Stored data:
################
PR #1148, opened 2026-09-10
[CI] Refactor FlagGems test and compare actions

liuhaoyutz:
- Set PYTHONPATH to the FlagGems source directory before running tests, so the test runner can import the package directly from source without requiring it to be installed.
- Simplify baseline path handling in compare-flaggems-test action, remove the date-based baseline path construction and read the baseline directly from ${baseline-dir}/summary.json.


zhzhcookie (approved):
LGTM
################
*WHAT IS REQUIRED*:
Each entry is to be written out exactly as it was given.

*TASK ANSWER*:
PR #1148, opened 2026-09-10
[CI] Refactor FlagGems test and compare actions

liuhaoyutz:
- Set PYTHONPATH to the FlagGems source directory before running tests, so the test runner can import the package directly from source without requiring it to be installed.
- Simplify baseline path handling in compare-flaggems-test action, remove the date-based baseline path construction and read the baseline directly from ${baseline-dir}/summary.json.


zhzhcookie (approved):
LGTM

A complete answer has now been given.